» PROBLEM REQUIREMENTS
Filter the data for "nothing" and copy matching lines.

» RECORDS FOR THE EXERCISE
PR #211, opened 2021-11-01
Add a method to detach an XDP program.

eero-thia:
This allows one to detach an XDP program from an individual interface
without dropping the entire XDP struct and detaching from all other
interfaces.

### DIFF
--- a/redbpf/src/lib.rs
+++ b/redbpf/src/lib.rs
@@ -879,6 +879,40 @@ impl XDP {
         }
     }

...

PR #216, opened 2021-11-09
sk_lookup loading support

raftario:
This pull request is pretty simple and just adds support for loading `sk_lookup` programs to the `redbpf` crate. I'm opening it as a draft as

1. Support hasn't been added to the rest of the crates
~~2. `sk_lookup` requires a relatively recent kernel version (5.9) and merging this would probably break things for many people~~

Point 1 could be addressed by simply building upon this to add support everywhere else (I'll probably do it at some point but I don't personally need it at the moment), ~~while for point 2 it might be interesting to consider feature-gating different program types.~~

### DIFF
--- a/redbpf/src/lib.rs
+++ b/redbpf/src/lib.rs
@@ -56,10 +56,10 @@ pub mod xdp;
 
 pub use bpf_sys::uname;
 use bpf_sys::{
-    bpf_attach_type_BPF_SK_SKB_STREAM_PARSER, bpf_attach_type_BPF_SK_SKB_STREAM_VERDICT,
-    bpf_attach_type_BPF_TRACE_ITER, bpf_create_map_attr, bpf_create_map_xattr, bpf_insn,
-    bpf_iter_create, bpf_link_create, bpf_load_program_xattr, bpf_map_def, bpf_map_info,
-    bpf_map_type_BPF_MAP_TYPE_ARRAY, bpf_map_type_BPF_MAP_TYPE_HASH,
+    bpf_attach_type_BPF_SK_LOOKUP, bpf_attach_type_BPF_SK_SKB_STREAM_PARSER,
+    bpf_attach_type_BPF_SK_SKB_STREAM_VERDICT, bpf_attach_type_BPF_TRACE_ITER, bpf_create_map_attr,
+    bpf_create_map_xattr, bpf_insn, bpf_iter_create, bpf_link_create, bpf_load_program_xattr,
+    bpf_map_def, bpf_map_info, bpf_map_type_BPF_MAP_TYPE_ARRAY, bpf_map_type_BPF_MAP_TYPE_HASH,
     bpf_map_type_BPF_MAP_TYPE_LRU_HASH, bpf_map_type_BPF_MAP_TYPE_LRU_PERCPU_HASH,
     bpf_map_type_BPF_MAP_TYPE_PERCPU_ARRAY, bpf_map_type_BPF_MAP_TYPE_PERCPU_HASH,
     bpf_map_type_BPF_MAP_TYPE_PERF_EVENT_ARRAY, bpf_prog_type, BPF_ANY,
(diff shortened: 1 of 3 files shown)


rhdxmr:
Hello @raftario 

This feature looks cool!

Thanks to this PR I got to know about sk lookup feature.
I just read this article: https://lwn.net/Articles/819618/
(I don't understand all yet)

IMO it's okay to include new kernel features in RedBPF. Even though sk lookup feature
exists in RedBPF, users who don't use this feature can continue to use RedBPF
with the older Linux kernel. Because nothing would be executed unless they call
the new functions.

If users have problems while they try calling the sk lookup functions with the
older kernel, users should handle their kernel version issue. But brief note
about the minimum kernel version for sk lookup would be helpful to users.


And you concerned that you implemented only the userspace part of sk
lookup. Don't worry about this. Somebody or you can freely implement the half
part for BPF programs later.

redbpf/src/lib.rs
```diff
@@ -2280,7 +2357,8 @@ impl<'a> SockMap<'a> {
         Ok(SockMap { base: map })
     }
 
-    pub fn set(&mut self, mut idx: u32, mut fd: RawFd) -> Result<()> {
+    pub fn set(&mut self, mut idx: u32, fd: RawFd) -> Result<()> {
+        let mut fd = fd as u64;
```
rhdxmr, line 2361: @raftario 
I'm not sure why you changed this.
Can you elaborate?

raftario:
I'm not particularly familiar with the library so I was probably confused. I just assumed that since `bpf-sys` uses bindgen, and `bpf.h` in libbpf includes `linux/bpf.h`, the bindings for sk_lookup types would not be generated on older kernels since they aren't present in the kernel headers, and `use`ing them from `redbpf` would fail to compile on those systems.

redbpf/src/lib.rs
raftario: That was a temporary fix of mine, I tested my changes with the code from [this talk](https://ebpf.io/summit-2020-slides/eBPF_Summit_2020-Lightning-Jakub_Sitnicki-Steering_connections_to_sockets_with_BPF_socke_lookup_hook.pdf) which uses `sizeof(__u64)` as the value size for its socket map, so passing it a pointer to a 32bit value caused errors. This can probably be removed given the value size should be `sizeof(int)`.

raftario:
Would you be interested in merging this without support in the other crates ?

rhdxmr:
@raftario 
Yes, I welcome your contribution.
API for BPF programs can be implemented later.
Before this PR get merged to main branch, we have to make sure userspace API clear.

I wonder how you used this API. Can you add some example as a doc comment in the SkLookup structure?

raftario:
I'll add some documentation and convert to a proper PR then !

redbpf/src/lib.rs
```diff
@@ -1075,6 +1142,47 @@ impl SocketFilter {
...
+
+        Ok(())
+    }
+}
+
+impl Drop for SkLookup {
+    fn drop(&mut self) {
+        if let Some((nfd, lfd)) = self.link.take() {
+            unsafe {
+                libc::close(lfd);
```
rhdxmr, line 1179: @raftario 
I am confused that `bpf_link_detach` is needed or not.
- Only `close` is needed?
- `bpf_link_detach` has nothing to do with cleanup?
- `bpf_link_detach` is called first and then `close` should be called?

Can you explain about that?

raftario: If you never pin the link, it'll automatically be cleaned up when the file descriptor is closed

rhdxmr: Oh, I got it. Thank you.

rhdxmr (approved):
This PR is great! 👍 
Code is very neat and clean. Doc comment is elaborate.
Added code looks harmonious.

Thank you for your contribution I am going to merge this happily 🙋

» THE COMPLETED TASK
with the older Linux kernel. Because nothing would be executed unless they call
- `bpf_link_detach` has nothing to do with cleanup?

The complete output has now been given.